See, the word "believe" means different things to different people. Lots of people say that they believe in Jesus. Demons believe too, and tremble (James 2:10).

Believing that Jesus really existed, even believing that He died for your sins is NOT the same thing as trusting Him on everything He says, relying on Him, clinging to Him and living your life as if He is the authority you will answer to. Truly the word "Jesus" is not a magic password into heaven. So we need to know what GOD considers believing to be – or we might just "believe in vain". And according to the Bible, it is possible to "believe in vain". 

"Moreover, brethren I declare to you the gospel which I preached to you, which also you received and in which you stand by which also you are saved if you hold fast that word which I preached to you – unless you believed in vain" (1 Corinthians 15:2)

Judas believed in vain. Demas believed in vain. Many others believed in vain.
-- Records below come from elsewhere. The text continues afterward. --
PR #2064, opened 2026-06-01
fix(agents): deny AskUserQuestion fleet-wide (blocking-TUI wedge fix)

mekenthompson:
## Summary
- Deny `AskUserQuestion` fleet-wide so a headless, Telegram-driven agent never renders claude's blocking full-screen multiple-choice TUI selector.
- Seeded as an unconditional fleet-baseline deny (`INTERACTIVE_TUI_FLEET_DENY_TOOLS`) into the fresh-scaffold path, the `reconcileAgent` path, **and** the existing-agent merge branch in `scaffoldAgent` (which previously re-seeded `allow` but not `deny`).

## Why
`AskUserQuestion` renders a blocking selector ("❯ 1. … · Enter to select · ↑/↓ to navigate · Esc to cancel"). With no human at the terminal it blocks forever: the turn never completes, queued inbounds pile up, and the agent looks mute. klanker wedged exactly this way on 2026-06-01 and was only recovered by a manual tmux `Esc`.

Denying the tool is the **root-cause fix, not a workaround** — a denied `AskUserQuestion` does not crash the turn. claude degrades gracefully and asks the same question as plain text, which reaches the operator over Telegram (the desired behaviour) instead of stalling at an invisible TUI.

Unconditional (no per-agent opt-out knob): there is no fleet scenario where a headless agent benefits from a blocking terminal selector. A power user can still re-enable via the `settings_raw` deep-merge escape hatch.

The existing-agent merge branch fix matters because `switchroom apply` calls `scaffoldAgent` (not `reconcileAgent`) and skips the settings.json template for deployed agents — without re-seeding `deny` there, the new deny would only reach existing agents on the `reconcileAgent` path.

## Test plan
- [x] New `tests/scaffold.test.ts` cases: AskUserQuestion denied regardless of webkite presence; reconcile re-seeds it into an existing agent.
- [x] Updated the two exact-array `permissions.deny` assertions.
- [x] `tsc --noEmit` clean.
- [x] `tests/scaffold.test.ts` 186/186 green; broader suite green after `dist` build (remaining failures are dist/network-dependent build-shape guards, unrelated to this change).

## Risk
Low. Behaviour change is a graceful degradation (TUI selector → plain-text question). Takes effect on agent restart/reconcile.

JTBD: "You hold the leash" / "Always available" — an agent that goes mute on a blocking prompt fails both.

### DIFF
--- a/src/agents/scaffold.ts
+++ b/src/agents/scaffold.ts
@@ -792,6 +792,31 @@ const DEFAULT_READ_ONLY_PREAPPROVED_TOOLS = [
 const WEBKITE_FLEET_DENY_TOOLS = ["WebFetch", "WebSearch"];
 
 /**
+ * Fleet-baseline deny for blocking interactive TUI tools.
+ *
+ * `AskUserQuestion` renders a *blocking* full-screen multiple-choice
+ * selector inside claude's TUI ("❯ 1. … · Enter to select · ↑/↓ to
+ * navigate · Esc to cancel"). Every switchroom agent is driven from
+ * Telegram with no human at the terminal, so that selector blocks
+ * forever — claude waits on a keystroke that never comes, the turn
+ * never completes, and queued inbounds pile up behind it until the
+ * agent looks mute (real incident: klanker wedged this way 2026-06-01,
+ * recovered only by a manual tmux `Esc`).
+ *
+ * Denying the tool is the root-cause fix, not a workaround: a denied
+ * `AskUserQuestion` does NOT crash the turn — claude degrades gracefully
+ * and asks the same question as plain text, which is exactly what we
+ * want (the question reaches the operator over Telegram instead of
+ * stalling at an invisible TUI).
+ *
+ * Unconditional (no per-agent opt-out knob): there is no fleet scenario
+ * where a headless, Telegram-driven agent benefits from a blocking
+ * terminal selector. A power-user who genuinely needs it can still
+ * re-enable via the `settings_raw` deep-merge escape hatch.
+ */
+const INTERACTIVE_TUI_FLEET_DENY_TOOLS = ["AskUserQuestion"];
+
+/**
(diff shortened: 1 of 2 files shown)


mekenthompson:
APPROVE

- `src/agents/scaffold.ts:817` — `INTERACTIVE_TUI_FLEET_DENY_TOOLS = ["AskUserQuestion"]` is wired into all three deny-construction paths, so coverage is complete: the fresh-scaffold path (`buildWorkspaceContext.toolsDeny`, 1978-1981), the existing-agent re-seed on `switchroom apply` (2741-2747), and `reconcileAgent.desiredDeny` (4393-4396). No fourth `settings.permissions.deny` writer exists that would bypass it.
- `scaffold.ts:2741-2747` — the existing-agent re-seed is additive and idempotent (`if (!deny.includes(t))`), preserving any user-declared or webkite denies already present. It mirrors the webkite allow re-seed immediately above (2718-2731) exactly — consistent with the established pattern and the documented reason (`writeIfMissing` skips the settings template for existing agents).
- `tests/scaffold.test.ts:584-639` — coverage is solid: webkite-present and webkite-absent cases both assert the deny lands, plus an explicit reconcile re-seed test that strips the deny from a simulated pre-deny agent and confirms re-scaffold restores it. The two existing `toEqual` assertions (491, 584) were correctly updated for the appended entry.

Rationale: root-cause fix for a real wedge (a blocking TUI selector on a headless Telegram-driven agent). Denying the tool forces claude's plain-text fallback, every deny path is covered idempotently, the settings_raw escape hatch is preserved, and tests pin the behavior across fresh/existing/no-webkite. One thing to keep in view, not blocking: the fix rests on claude degrading a denied AskUserQuestion to a plain-text question rather than hard-erroring the turn — that's the documented and observed behavior, but it's an external-tool contract worth watching across claude CLI upgrades. Safe to merge.

PR #2065, opened 2026-06-01
feat(agents): mid-session wedge watchdog (Layer 2 of blocking-TUI fix)

mekenthompson:
## Summary

Layer 2 of the blocking-interactive-TUI-prompt fix. A continuous,
conservative wedge-watchdog that dismisses a STABLE blocking modal
selector (the `AskUserQuestion` / `ExitPlanMode` class) that wedges a
headless agent mid-session — by sending `Esc`, which claude treats as
"user declined" (non-destructive).

The autoaccept-poll sidecar now runs **two phases in one process**:
1. **Boot phase** (unchanged) — `runAutoaccept` dispatches first-run TUI
   prompts and returns after idle-timeout.
2. **Watch phase** (new) — `runWedgeWatchdog` polls the pane for the
   container lifetime and dismisses any stuck blocking selector.

Kill-switch: `SWITCHROOM_WEDGE_WATCHDOG=0` restores legacy boot-only
behaviour.

## Why

The boot poller is one-shot — it can't catch a prompt claude renders
*later*, mid-session. With no human at the terminal a blocking selector
blocks forever: the turn never completes, queued Telegram inbounds pile up,
and the agent looks **mute** (klanker incident, 2026-06-01, recovered only
by a manual tmux `Esc`).

Layer 1 (#2064) denies `AskUserQuestion` fleet-wide so claude degrades to
plain text. This Layer 2 is defense-in-depth: it catches ANY stuck blocking
selector, including ones Layer 1 can't reach — a `settings_raw` override, a
not-yet-reconciled agent, a future selector tool, or `ExitPlanMode`.

## Design — false positives are worse than false negatives

Interrupting a *live* turn is a regression; a missed wedge is just the
pre-watchdog status quo. So firing requires **all three**:
- a strict blocking-modal footer signature (`Esc…cancel` AND a
  select/navigate affordance — distinct from the working footer
  "esc to interrupt" and the idle REPL footer),
- byte-identical stability across N consecutive polls (default 3 @ 5s =
  ~15s confirmed-stuck; a working pane's spinner/timer changes between
  polls), and
- a post-fire cooldown (default 60s) so we never tight-loop Esc into a
  re-rendering prompt.

It also **defers to the boot autoaccept poller** for first-run prompts
(those want Enter, not Esc), and **soft-fails throughout** (never throws,
only ever injects `Escape`).

## Test plan

- [x] `tests/wedge-watchdog.test.ts` — 10 tests: footer signature
      positive/negatives (idle footer, streaming, plain confirmation,
      empty), fires after threshold, no-fire before threshold, no-fire on
      a moving pane, defers to first-run prompt, resets streak on
      non-wedge interleave, cooldown re-fire math, soft-fail on capture
      throw.
- [x] `tsc --noEmit` clean.
- [x] `node scripts/build.mjs` clean; the baked `dist/cli/autoaccept-poll.js`
      bundle picks up the new watchdog.

## Risk

An always-on keystroke injector on the live fleet. Mitigated by the strict
signature + multi-poll stability + cooldown + first-run deferral above; the
only key it ever sends is `Esc`. Kill-switch `SWITCHROOM_WEDGE_WATCHDOG=0`.
Takes effect on agent restart/apply (changes the baked autoaccept-poll
bundle). Related: #2064 (Layer 1).

### DIFF
--- a/profiles/_base/start.sh.hbs
+++ b/profiles/_base/start.sh.hbs
@@ -111,10 +111,15 @@ if [ "$SWITCHROOM_RUNTIME" = "docker" ] && [ -z "$SWITCHROOM_DOCKER_TMUX_INNER" 
     echo "[start.sh] channels.telegram.enabled=false — skipping gateway sidecar" >&2
   fi
 
-  # 2) autoaccept-poll — first-run TUI prompt dispatcher. Single-shot
-  #    by design (exits cleanly after idle-timeout once prompts have
-  #    fired); the supervisor's exponential backoff keeps a flaky
-  #    autoaccept from busy-looping.
+  # 2) autoaccept-poll — first-run TUI prompt dispatcher, then continuous
+  #    wedge-watchdog. Two phases in one process: a one-shot boot phase
+  #    dispatches the first-run prompts and returns after idle-timeout,
+  #    then the process stays alive running the wedge-watchdog (dismisses a
+  #    stuck blocking modal selector mid-session — the AskUserQuestion /
+  #    ExitPlanMode class — with Esc). So it is NORMALLY long-lived; the
+  #    supervisor only respawns it if it crashes/exits, and its backoff
+  #    keeps a flaky run from busy-looping. Set SWITCHROOM_WEDGE_WATCHDOG=0
+  #    to restore the legacy boot-only single-shot behaviour.
   if [ -f /opt/switchroom/autoaccept-poll.js ] && command -v bun >/dev/null 2>&1; then
     _switchroom_supervise autoaccept /var/log/switchroom/autoaccept.log \
       bun /opt/switchroom/autoaccept-poll.js "{{name}}" &
--- a/src/agents/wedge-watchdog.ts
+++ b/src/agents/wedge-watchdog.ts
@@ -1,0 +1,191 @@
+// Mid-session wedge watchdog — defense-in-depth for blocking interactive
+// TUI prompts that no human is present to answer.
+//
+// The boot-time autoaccept poller (`runAutoaccept`, autoaccept.ts) is a
+// one-shot: it dispatches the small set of first-run prompts (theme, MCP
+// trust, dev-channels) and exits after ~30s. It cannot catch a prompt that
+// claude renders LATER, mid-session. The dominant such case is a blocking
+// modal selector (e.g. claude's `AskUserQuestion`, or `ExitPlanMode`'s
+// menu): a full-screen multiple-choice list with the footer
+//   "❯ 1. … · Enter to select · ↑/↓ to navigate · Esc to cancel".
+// With no human at the terminal it blocks forever — the turn never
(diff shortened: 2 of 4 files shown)


mekenthompson:
APPROVE

- `src/agents/wedge-watchdog.ts:1-191` — sound, conservative state machine. The fire condition requires ALL of: a strict footer signature match, multi-poll byte-stability, NOT matching a first-run prompt, and cooldown elapsed. False-positive risk (interrupting a live turn) is the right thing to minimize and this does — a streaming pane changes between polls so it can't accumulate a stable streak. Only ever sends `Escape` (non-destructive "declined"), never throws (capture wrapped in try/catch, soft-fails to empty string).
- `wedge-watchdog.ts:55` — `WEDGE_FOOTER_SIGNATURE` correctly requires BOTH an "Esc…cancel" affordance AND a select/navigate affordance via two lookaheads, so the working-turn footer ("esc to interrupt") and plain confirmations fail at least one branch. Verified against the negative test cases at tests/wedge-watchdog.test.ts:60-69.
- `wedge-watchdog.ts:140-145` — defers to `PROMPTS` (the boot autoaccept set) so first-run prompts that want Enter aren't Esc'd. Imports resolve: `capturePane` (autoaccept.ts:150), `sendKeys` (174), `PROMPTS` (79), `PromptRule.match: RegExp` (37) — `p.match.test(text)` is valid.
- `src/cli/autoaccept-poll.ts:32-66` — two-phase wiring is correct: boot `runAutoaccept` (one-shot) then `runWedgeWatchdog` (continuous), both in try/catch, `SWITCHROOM_WEDGE_WATCHDOG=0` cleanly restores boot-only behavior, always exits 0.
- `profiles/_base/start.sh.hbs:114-122` — supervisor comment correctly updated: the poller is now normally long-lived, respawned only on crash/exit with existing backoff. No change needed to the supervise call itself.
- Tests (tests/wedge-watchdog.test.ts) are thorough: fire-on-stable, no-fire-under-threshold, moving-pane immunity, first-run defer, streak reset, cooldown re-fire timing, and capture-throw soft-fail. I traced the cooldown test math (fire at poll 3, blocked until clock≥70s, re-fire at poll 15 → exactly 2 fires) — internally consistent.

Watch (non-blocking): the defer-to-PROMPTS guard means a mid-session modal that coincidentally matches a first-run prompt regex would be skipped, but boot autoaccept has already exited by then so nothing dismisses it. Narrow edge (the modal body would have to match theme/MCP/dev-channels signatures) and Layer 1's fleet deny covers AskUserQuestion regardless, so it's acceptable as-is — worth a note if a new PROMPTS rule is ever added with a broad pattern.

Rationale: correct, well-isolated Layer-2 defense-in-depth. Conservative firing, non-destructive action, soft-fail throughout, opt-out env knob, and comprehensive tests. Safe to merge.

Let's Suppose Now that Someone Has Truly Believed and Turned from Dead Works to God? They are born of the Spirit. Can such a person ever lose their final salvation? Can you lose your salvation?

What Does Popular Bible Teaching Say Today?

Some popular Bible teachers today would teach that once you have truly believed in Jesus, you are eternally secure. One such teacher is Charles Stanley. He teaches in his book "Eternal Security, Can you Be Sure?" as follows:

"The Bible clearly teaches that God's love for His people is of such magnitude that even those who walk away from te faith have not the slightest chance of slipping from His hand" and that "… believers who lose or abandon their faith will retain their salvation …".

Some follow the lines of thinking advocated by Charles Stanley, but many more follow a teaching called Calvinism, which would say concerning those that turn away from the faith "they were never really saved in the first place". Calvinism and advocates of the so-called "Doctrines of Grace" believe in something called "The Perseverance of the Saints" – a doctrine which says that those truly elect by God, those truly regenerated, will never finally fall from faith – they will persevere in faith ultimately because it is God who makes them do so.

The "Reformed Doctrines" of Calvinism encourage those who do trust in Christ to believe that they are elect and they can never really fall away from Christ. Nations like Holland however are a testimony to the fact that a lot of people who thought they had "Reformed Faith" ended up living like the devil and going to hell in the end anyway. Somewhere along the line the "Covenant" God had with so many Dutch families got violated – but it wasn't God who violated it, it was the people themselves who thought they were secure in sin and got continually hardened in unbelief against more and more that the Bible taught.

Experience has shown that for many, this teaching of the eternal security of the true believer is so closely identified in people's minds with the true meaning of the gospel, that any appeal to the Scripture to call this doctrine into question would be treated with about as much openness as the suggestion to believe that the Bible wasn't true after all, or that we must follow the Pope to enter heaven. In other words, it wouldn't be considered at all.

Neverthess, for God, the testimony of the Holy Scriptures outweighs the testimony of thousands of Bible teachers, no matter what their evangelical credentials may be in the courts of the modern church. So I encourage you to take a fresh and unbiased look at what seems to me to be OVERWHELMING SCRIPTURAL EVIDENCE of the fact that it is possible for a believer to lose their salvation. 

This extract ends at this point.